But the trade was not ungrateful, and to perpetuate the happy recollection of the shaggy-maned friend whom they possessed on the other shore of the sea, every time the guild banner floated in the Valencian celebrations, there marched behind it an ancestor of Señor Vicente, to the sound of drums, and he was covered with hide, with a mask that was the living image of the worthy lion, bearing in his hands a Shrine of wood, so small and poor that it caused one to doubt the genuine value of Torreblanca's own Shrine.

Perverse and irreverent persons even dared to affirm, to the great indignation of Señor Vicente, that the whole story was a lie. Sheer envy! Ill will of the other trades, which couldn't point to such a glorious history! There was the guild chapel as proof, and in it the lantern from the prow of the vessel, which the conscienceless wretches declared dated from many centuries after the supposed battle; and there were the guild drums, and the glorious banner; and the moth-eaten hide of the lion, in which all his predecessors had encased themselves, lay now forgotten behind the altar, covered with cobwebs and dust, but it was none the less as authentic and worthy of reverence as the stones of el Miguelete.[A]

[A] A belfry in Valencia.

And above all there was his faith, ardent and incontrovertible, capable of receiving as an affront to the family the slightest irreverence toward the African lion, the illustrious friend of the guild.

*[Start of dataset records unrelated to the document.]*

PR #1743, opened 2023-04-11
Don't unset env variables after executing a step

kareefardi:
To avoid causing issues when attempting to run `or_issue.py` outside of the flow (in case it didn't crash)

### DIFF
--- a/scripts/tcl_commands/magic.tcl
+++ b/scripts/tcl_commands/magic.tcl
@@ -153,9 +153,6 @@ proc run_magic_spice_export {args} {
     run_magic_script $::env(SCRIPTS_DIR)/magic/extract_spice.tcl\
         -indexed_log $log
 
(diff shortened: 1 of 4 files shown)


donn:
No. You can already run `or_issue` without a crash by either adding a nonzero exit to the script or simply by exporting `CREATE_REPRODUCIBLE_FROM_SCRIPT=script.tcl` before running the flow. I see no reason to accept the chaos this may potentially cause.

kareefardi:
> No. You can already run `or_issue` without a crash by either adding a nonzero exit to the script or simply by exporting `CREATE_REPRODUCIBLE_FROM_SCRIPT=script.tcl` before running the flow. I see no reason to accept the chaos this may potentially cause.

This wouldn't work with finished runs. Why would this cause chaos ?

donn:
Future steps may be sensitive to these temporary variables.

PR #1760, opened 2023-04-17
Integrate `Verilator`

kareefardi:
```
+ Add verilator check before synthesis
+ Add QUIT_ON_VERILATOR_ERRORS
+ Add QUIT_ON_VERILATOR_WARNINGS
+ Add VERILATOR_RELATIVE_INCLUDES
+ Only load verilog models for selected PDKs and warn the user about unsupported PDK
```


configuration/synthesis.tcl
```diff
@@ -33,3 +33,7 @@ set ::env(IO_PCT) 0.2
 set ::env(SYNTH_EXTRA_MAPPING_FILE) ""
 
 set ::env(BASE_SDC_FILE) $::env(SCRIPTS_DIR)/base.sdc
+
+set ::env(QUIT_ON_VERILATOR_WARNINGS) 0
+set ::env(QUIT_ON_VERILATOR_ERRORS) 1
+set ::env(VERILATOR_VERIFIED_PDKS) "sky130A sky130B"
```
donn, line 39: I don't think this should be a variable, rather, this should be built into the step itself.

flow.tcl
```diff
@@ -177,6 +177,7 @@ proc run_non_interactive_mode {args} {
     set ANTENNACHECK_ENABLED [expr ![info exists flags_map(-no_antennacheck)] ]
 
     set steps [dict create \
+        "verilator_lint" "run_verilator" \
```
donn, line 180: Why not `run_verilator_step` and have a `RUN_VERILATOR` variable, to match some of the other steps?

donn (commented):
Some notes

kareefardi:
@donn Fixed notes

Another thing: I noticed that arm64v8 build takes around three hours. Can we do something there - aside from building and pushing locally ?

donn (commented):
LGTM, will merge after CI

donn:
@kareefardi Realistically, only two things can be done here:

* Self-hosted runners, which are a nightmare.
* Cross-compilation. However, I did try that early on but it didn't work out.

For OpenLane 2, Nix has cross-compilation as a first-class citizen, solving that problem, but for OL1 I just decided to eat up the time for using an emulator: https://nix.dev/tutorials/cross-compilation

kareefardi:
CI failing. Checking testcases.

kareefardi:
TODO: Add option to load verilog models of PDK

donn (approved):

PR #200, opened 2026-04-01
Greybeard mode

benalleng:
I did not expect mouse inputs to be accepted in the tui and when I clicked the window to switch focus it immediately played a new song. I think it would be nice to have a mode where mouse inputs are not accepted.

# Summary

Add a new setting in behaviors to disable mouse inputs entirely

# Testing

ran formatting linting and testing before commiting

# Additional notes

Also added a display change such that when this mode is active the UI does not show "Click" as the open settings hint but instead just stringifies the current open setting keybind.  The second commit tries to simplify some of the settings display code for help and settings there further but that is more opinionated as it removes "Click" all together. happy to talk more about whether to include that commit or not.

image

### DIFF
--- a/src/tui/ui/search.rs
+++ b/src/tui/ui/search.rs
@@ -16,8 +16,8 @@ use super::util::{
 };
 
 const COMPACT_TOP_ROW_THRESHOLD: u16 = 60;
-const COMPACT_HELP_WIDTH: u16 = 8;
-const COMPACT_SETTINGS_WIDTH: u16 = 12;
+const COMPACT_HELP_WIDTH: u16 = 6;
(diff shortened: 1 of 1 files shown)


LargeModGames:
Nice changes, thank you! I'll merge it tomorrow when I wake up.

Why did you call it Greybeard mode tho? I have never heard of that term before

benalleng:
It is a reference to the old men in the computer world that love their old ways, and you'd have to be pretty old at this point to be used to a computer without a [mouse](https://en.wikipedia.org/wiki/Xerox_Star)

LargeModGames:
@all-contributors add @benalleng for code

The procession took place on an afternoon in June. The sons, the daughters-in-law, and the grandsons of Señor Vicente helped him to get into the costume of the lion, perspiring most uncomfortably at the mere touch of that red-stained wool. "Father, you're going to roast."—"Grandpa, you'll melt inside of this costume."

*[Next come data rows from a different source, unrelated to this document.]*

Issue #231, opened 2026-04-29
[Bug] Currently selected theme presets and colours aren't properly updated and displayed on UI


Moaht:
Describe the bug
Currently selected theme preset does not show up as selected when reopening the theme page in settings after it is saved.
Further to this, when cycling through the presets, the RGB values are not updated. We just see whatever was loaded when opening the settings.

To Reproduce
Steps to reproduce the behaviour:

1. Go to Settings > themes
2. Change theme to something different from Cyan such as Spotify
3. Save and exit
4. Go to settings > themes
5. Cyan theme still shows up as the displayed option even if it is not selected.

1. Go to Settings > themes
2. Press enter to cycle through the presets
3. The RGB values do not update

Expected behaviour
At Step 5, the currently in use theme should be seen right away when entering the themes section in settings. This is an indicator that it is the currently selected theme. 
At Step 3, the currently focused theme preset values should be displayed when pressing enter to switch between the options.

Screenshots
n/a

Desktop (please complete the following information):

    OS: [ Linux ]
    Terminal [ gnome-terminal, tmux]
    Version [ 0.38.1]

Additional context

Issue #230, opened 2026-04-29
[Bug] Changing the colours in themes does not actively change the theme colours


Moaht:
Describe the bug
Changing the RGB values of the theme does not do anything, it simply displays the values temporarily and then discards them.

To Reproduce
Steps to reproduce the behaviour:

1. Go to settings > themes
2. Select a theme colour key to change
3. Change the value
4. Save and exit
5. Check the UI
6. The colours have not changed

Expected behaviour
When you change the colour values, you should be able to save it. This should be loaded into a 'custom' preset that gets updated whenever the values are changed. When it is saved, the 'custom' preset is selected.

Screenshots

Desktop (please complete the following information):

    OS: [Linux ]
    Terminal [ gnome-terminal, tmux ]
    Version [ 0.38.1 ]

Additional context

PR #232, opened 2026-04-29
Fix: Themes preset editing and persistence and display of theme item values

Moaht:
# Summary

This pull request addresses the issues in #230 and #231.

It adds a new theme preset called Custom which gets activated whenever the RGB values are edited. This means that editing the RGB values of a theme item now has an effect.  After editing a preset, the currently selected preset changes to Custom. The Custom setting becomes populated with the values of the edited preset along with the edits that make it customised. Whenever the user cycles through the presets, they can reload the preset and then come back to the Custom settings they changed earlier. This is saved using the existing values in the config.
Currently selected presets, not just the RGB values for the items, are now tracked in the config. 
Cycling through the theme presets when pressing enter now shows the RGB values that correspond to the in focus preset. 
Exiting the themes settings and re-entering, the active preset is seen right away which helps the user understand that it is in use. 

# Testing
Running `cargo fmt --all` resulted in no noise.

Running `cargo clippy --locked -- -D warnings` resulted in:
```Finished `dev` profile [unoptimized + debuginfo] target(s) in 0.36s```

Running `cargo test --locked` resulted in: 
```Resume this session with:                                   │test result: ok. 165 passed; 0 failed; 0 ignored; 0 measured; 0 filtered out; finished in 0.11s```

# Additional notes
Screenshot From 2026-04-29 20-00-14

### DIFF
--- a/src/core/app.rs
+++ b/src/core/app.rs
@@ -3737,6 +3737,28 @@ impl App {
       }
     }
   }
+
+  /// Updates the colour RGB entries when switching through the presets in themes
+  pub fn sync_theme_color_settings(&mut self, theme: &crate::core::user_config::Theme) {
+    let mappings: [(&str, ratatui::style::Color); 11] = [
+      ("theme.active", theme.active),
+      ("theme.banner", theme.banner),
+      ("theme.hint", theme.hint),
+      ("theme.hovered", theme.hovered),
+      ("theme.selected", theme.selected),
+      ("theme.inactive", theme.inactive),
+      ("theme.text", theme.text),
+      ("theme.error_text", theme.error_text),
+      ("theme.playbar_background", theme.playbar_background),
+      ("theme.playbar_progress", theme.playbar_progress),
+      ("theme.highlighted_lyrics", theme.highlighted_lyrics),
+    ];
+    for setting in &mut self.settings_items {
+      if let Some((_, color)) = mappings.iter().find(|(id, _)| *id == setting.id) {
+        setting.value = SettingValue::Color(color_to_string(*color));
+      }
+    }
+  }
 }
 
 #[cfg(test)]
--- a/src/core/app.rs
+++ b/src/core/app.rs
@@ -3280,6 +3280,12 @@ impl App {
             value: SettingValue::Color(color_to_string(self.user_config.theme.error_text)),
           },
           SettingItem {
+            id: "theme.error_border".to_string(),
+            name: "Error Border Color".to_string(),
+            description: "Border color for error messages".to_string(),
+            value: SettingValue::Color(color_to_string(self.user_config.theme.error_border)),
+          },
+          SettingItem {
             id: "theme.playbar_background".to_string(),
             name: "Playbar Background".to_string(),
             description: "Background color for playbar".to_string(),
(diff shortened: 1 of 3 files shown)

### CODE REVIEW

**Comment by LargeModGames** [comment]
Could you check if the old preset themes still work? Im not sure how backward compatibility for existing configs that have custom theme colors but no theme.preset yet work

**Comment by Moaht** [comment]
> Could you check if the old preset themes still work? Im not sure how backward compatibility for existing configs that have custom theme colors but no theme.preset yet work

Everything in the config should works the same as it did before except now it has a "preset" entry. 

The other keys in the config are exactly the same and are used for the Custom preset.

Actually, just checking it through now: it loads the presets fine and the custom settings are saved in the session, but there seems to be an issue with the custom values being loaded after a reboot. I'll have to take a look and fix that. 
When I'm done I'll try loading up custom settings in the config in the current version and then seeing if they are compatible with the changes, i.e they persist and work after the update (is that what you meant)?

**Comment by LargeModGames** [comment]
> Actually, just checking it through now: it loads the presets fine and the custom settings are saved in the session, but there seems to be an issue with the custom values being loaded after a reboot. I'll have to take a look and fix that. 
> When I'm done I'll try loading up custom settings in the config in the current version and then seeing if they are compatible with the changes, i.e they persist and work after the update (is that what you meant)?

yes that is what i meant

**Comment by Moaht** [comment]
> > Actually, just checking it through now: it loads the presets fine and the custom settings are saved in the session, but there seems to be an issue with the custom values being loaded after a reboot. I'll have to take a look and fix that.
> > When I'm done I'll try loading up custom settings in the config in the current version and then seeing if they are compatible with the changes, i.e they persist and work after the update (is that what you meant)?
> 
> yes that is what i meant

Okay. Then yes it all works exactly as it should. 

A couple of things were holding things up:

I thought there was some issue with the loading of the background colours but it was just the "Reset" value which uses the set terminal colours. Obviously this can vary quite a bit tmux,screen,tty vim etc. 

In b972a97 I've now added new options in the theme menu for users to change the other settings such as background colour etc if they wish. And you can still reset to terminal default using "Reset" at any time in the UI or in the config. 

After upgrading to f04462e, configs would not have their past custom colours from their configs loaded immediately. They would have to go to Settings > Themes and select Custom and their custom colours from before would then be shown. I've now changed this in 64890de so that a simple check to see if the preset key doesn't exist and any of the colour values exist in the config, to use the custom config option. This now solves the issue of backwards compatibility. 

Running `cargo fmt --all` resulted in no noise.

Running `cargo clippy --locked -- -D warnings` resulted in:
```
Finished `dev` profile [unoptimized + debuginfo] target(s) in 3.11s                                                                                                                                            
```

Running `cargo test --locked` resulted in:
```
Finished `test` profile [unoptimized + debuginfo] target(s) in 2.93s                    
Running unittests src/main.rs (target/debug/deps/spotatui-c425a8bb622d87c9)                                                                                                                                   
test result: ok. 165 passed; 0 failed; 0 ignored; 0 measured; 0 filtered out; finished in 0.10s
```

LargeModGames (approved):

LargeModGames:
@all-contributors add @Moaht for code

Issue #238, opened 2026-05-09
UI Freezes while trying to load Recommended Songs


rlpratyoosh:
**Describe the bug**
When trying to load recommended songs from the search list, the UI freezes for about 10 seconds.

**To Reproduce**
1. Search a song
2. Select a song
3. Press `r`
4. UI Freezes

**Expected behavior**
UI should still be usable and it shouldn't take about 10 seconds to load recommended songs.

**Desktop**
 - OS: Arch Linux
 - Terminal: Simple Terminal
 - Version: 0.9.3

**Additional context**
I have written a fix for it and would open a PR linking to the issue!

PR #239, opened 2026-05-09
Fix UI freeze

rlpratyoosh:
# Summary
Fixes Issue #238  

- Taking app lock before fetching recommended songs was freezing the UI, so moved it after the fetch.
- Sequentially fetching tracks was causing **N+1** problem resulting in approx 10s latency. Using `tracks` endpoint was reducing the latency from 10s to 2s. But since it was deprecated, I used `future::join_all()` to fetch tracks concurrently, reducing the *10s** latency to approx **4s**.

# Testing

```bash
cargo fmt --all
cargo clippy --locked -- -D warnings
cargo test --locked
```
```bash
test result: ok. 174 passed; 0 failed; 0 ignored; 0 measured; 0 filtered out; finished in 0.10s
```

### DIFF
--- a/src/infra/network/recommend.rs
+++ b/src/infra/network/recommend.rs
@@ -1,6 +1,7 @@
 use super::Network;
 use crate::core::app::{ActiveBlock, RouteId, TrackTableContext};
 use anyhow::anyhow;
+use futures::future;
 use rspotify::model::{
   enums::Country,
   idtypes::{ArtistId, TrackId},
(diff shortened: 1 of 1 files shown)


rlpratyoosh:
Apologies for the CI trip-up... I split the work into atomic commits for easier review and accidentally dropped the changes made by `cargo fmt`. I just amended the commit and force-pushed the corrected formatting.

LargeModGames:
@all-contributors add @rlpratyoosh for code, bug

The old man, however, deaf to the warnings of the family, shook his moth-eaten mane with pride, thinking of his ancestors; then he tried on the terrifying mask, a cardboard arrangement that imitated, with a faint resemblance, the countenance of the wild beast.

What a triumphant afternoon! The streets crowded with spectators; the balconies decorated with bunting, and upon them rows of variegated bonnets shading fair faces from the sun; the ground covered with myrtle, forming a green, odorous carpet whose perfume seemed to expand the lungs.

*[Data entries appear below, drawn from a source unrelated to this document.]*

PR #257, opened 2026-05-16
fix token refresh handling

### LINKED ISSUE #256: Auth token refresh does not work
**Describe the bug**
Auth token refresh fails leading to force manual re-log-in

**To Reproduce**
1. Log in in spotatui
2. Leave the session idle for 30+ min
3. Try to interact with spotatui

**Expected behavior**

 - OS: macOS Tahoe v.26.4.1
 - Terminal: kitty
 - Version 0.38.2

shilicioo:
Fixes #256 

# Summary
- Disabled rspotify auto-refresh so spotatui owns both refresh and persistence
- Added a shared locked refresh helper with 60s safety margin and cache persistence
- Added UI-side refresh coalescing to stop blocking UI in a loop

# Testing
cargo fmt --all
cargo clippy --no-default-features --features telemetry -- -D warnings
cargo test --no-default-features --features telemetry


LargeModGames (changes requested):
Disabling rspotify's built in refresh here is only safe if every spotify call gets migrated to the new refresh and cache path. There are other existing paths that still call rspotify directly or use the legact request handler (for example search, metadata, user and playback helpers). So when those requests get a 401 because the access token was revoked, skewed or races expiry they no longer refresh/retry as before so the user action fails.

Tihs could still work but would require a lot of work including:
- no direct authenticated self.spotify.*().await API calls remain except auth/token specific calls
- all request helpers share the same refresh-and-retry behaviour 
- refreshed tokens are persisted without dropping the refresh token
- 401 retry is covered by tests. ideally for the shared heler insteand of every endpoint

I know this is a lot of work to do yourself so if you need any help just let me know and ill help. Thanks a lot for contributing!

shilicioo:
@LargeModGames 
Good point🙂 
I’d split this into two steps then. To first fix the blocking issue as this makes the app barely usable: when I come back to spotatui after 1hr meeting - I go through Ctrl+C to kill it + re-auth, that's painful 🥲 

For this PR, I’d keep rspotify auto-refresh enabled for now, so existing direct self.spotify.*().await calls continue to behave as before. On top of that, we can persist refreshed tokens through spotatui’s cache path via the rspotify token callback, preserve the cached `refresh_token` when Spotify does not return a new one, and keep the explicit pre-expiry refresh/coalescing logic to avoid the relogin loop (theoretically, I need to test this properly😄)

Then second, I’ll create a separate branch for the proper cleanup: move direct rspotify calls behind shared request helpers, centralise 401 refresh/retry handling, and only then remove reliance on rspotify refresh completely.

That way we unblock users quickly, and then focus on more significant refactoring.

Let me know what you think

LargeModGames:
> @LargeModGames Good point🙂 I’d split this into two steps then. To first fix the blocking issue as this makes the app barely usable: when I come back to spotatui after 1hr meeting - I go through Ctrl+C to kill it + re-auth, that's painful 🥲
> 
> For this PR, I’d keep rspotify auto-refresh enabled for now, so existing direct self.spotify.*().await calls continue to behave as before. On top of that, we can persist refreshed tokens through spotatui’s cache path via the rspotify token callback, preserve the cached `refresh_token` when Spotify does not return a new one, and keep the explicit pre-expiry refresh/coalescing logic to avoid the relogin loop (theoretically, I need to test this properly😄)
> 
> Then second, I’ll create a separate branch for the proper cleanup: move direct rspotify calls behind shared request helpers, centralise 401 refresh/retry handling, and only then remove reliance on rspotify refresh completely.
> 
> That way we unblock users quickly, and then focus on more significant refactoring.
> 
> Let me know what you think

Yes, that sounds like the right split.

  For this PR, please keep `token_refreshing` enabled so existing direct
  `self.spotify.*().await` paths keep their current refresh behavior. Then focus this PR
  on persisting refreshed tokens via rspotify’s token callback, preserving the existing
  cached `refresh_token` when Spotify does not return a new one, and keeping the pre-
  expiry refresh/coalescing logic if it stays small.

  One important thing: if the pre-event refresh path stays, it must clear
  `app.is_loading` on refresh failure before returning. Otherwise normal actions can
  leave the UI stuck loading.

  The larger cleanup of routing every authenticated request through shared helpers with
  centralized 401 refresh/retry should be a separate PR.

shilicioo:
> > @LargeModGames Good point🙂 I’d split this into two steps then. To first fix the blocking issue as this makes the app barely usable: when I come back to spotatui after 1hr meeting - I go through Ctrl+C to kill it + re-auth, that's painful 🥲
> > For this PR, I’d keep rspotify auto-refresh enabled for now, so existing direct self.spotify.*().await calls continue to behave as before. On top of that, we can persist refreshed tokens through spotatui’s cache path via the rspotify token callback, preserve the cached `refresh_token` when Spotify does not return a new one, and keep the explicit pre-expiry refresh/coalescing logic to avoid the relogin loop (theoretically, I need to test this properly😄)
> > Then second, I’ll create a separate branch for the proper cleanup: move direct rspotify calls behind shared request helpers, centralise 401 refresh/retry handling, and only then remove reliance on rspotify refresh completely.
> > That way we unblock users quickly, and then focus on more significant refactoring.
> > Let me know what you think
> 
> Yes, that sounds like the right split.
> 
> For this PR, please keep `token_refreshing` enabled so existing direct `self.spotify.*().await` paths keep their current refresh behavior. Then focus this PR on persisting refreshed tokens via rspotify’s token callback, preserving the existing cached `refresh_token` when Spotify does not return a new one, and keeping the pre- expiry refresh/coalescing logic if it stays small.
> 
> One important thing: if the pre-event refresh path stays, it must clear `app.is_loading` on refresh failure before returning. Otherwise normal actions can leave the UI stuck loading.
> 
> The larger cleanup of routing every authenticated request through shared helpers with centralized 401 refresh/retry should be a separate PR.

added the discussed scope of initial fix, please have a look

LargeModGames (approved):

PR #276, opened 2026-05-27
Refactor auth token refresh and retry handling

shilicioo:
# Summary

Refactors Spotify auth handling so authenticated API calls go through a shared refresh/cache/retry path instead of relying on rspotify auto-refresh. This prevents expired or refreshed tokens from breaking the cache and forcing re-login.

# Testing
  - `cargo fmt --all`
  - `cargo check`

# Additional notes
No UI changes.

This also preserves refreshed tokens without dropping the cached `refresh_token`, disables rspotify auto-refresh after moving authenticated calls to shared helpers, and adds shared 401 refresh/retry coverage.

P.S.
I'd suggest someone does another iteration of manual testing, I did and haven't faced any issues, but to make sure I didn't miss anything

### DIFF
--- a/CHANGELOG.md
+++ b/CHANGELOG.md
@@ -1,5 +1,11 @@
 # Changelog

The procession was headed by the standard-bearers, with beards of hemp, crowns, and striped dalmatics, holding aloft the Valencian banners adorned with enormous bats and large L's beside the coat of arms; then, to the sound of the flageolet, the retinue of wild Indians, shepherds from Bethlehem, Catalans and Majorcans; following these passed the dwarfs with their monstrously huge heads, clicking the castanets to the rhythm of a Moorish march; behind these came the giants of the Corpus and at the end, the banners of the guilds; an endless row of red standards, faded with the years, and so tall that their tops reached higher than the first stories of the buildings.

Plom! Rotoplom! rolled the drums of the blanquers,—instruments of barbarous sonority, so large that their weight forced the drummers to bow their necks. Plom! Rotoplom! they resounded, hoarse and menacing, with savage solemnity, as if they were still marking the tread of the revolutionary guild regiments, sallying forth to the encounter with the emperor's young leader,—that Don Juan of Aragon, duke of Segorbe, who served Victor Hugo as the model for his romantic personage Hernani! Plom! Rotoplom! The people ran for good places and jostled one another to obtain a better view of the guild members, bursting into laughter and shouts. What was that? A monkey?... A wild man?... Ah! The faith of the past was truly laughable.

The young members of the trade, their shirts open at the neck and their sleeves rolled up, took turns at carrying the heavy banner, performing feats of jugglery, balancing it on the palms of their hands or upon their teeth, to the rhythm of the drums.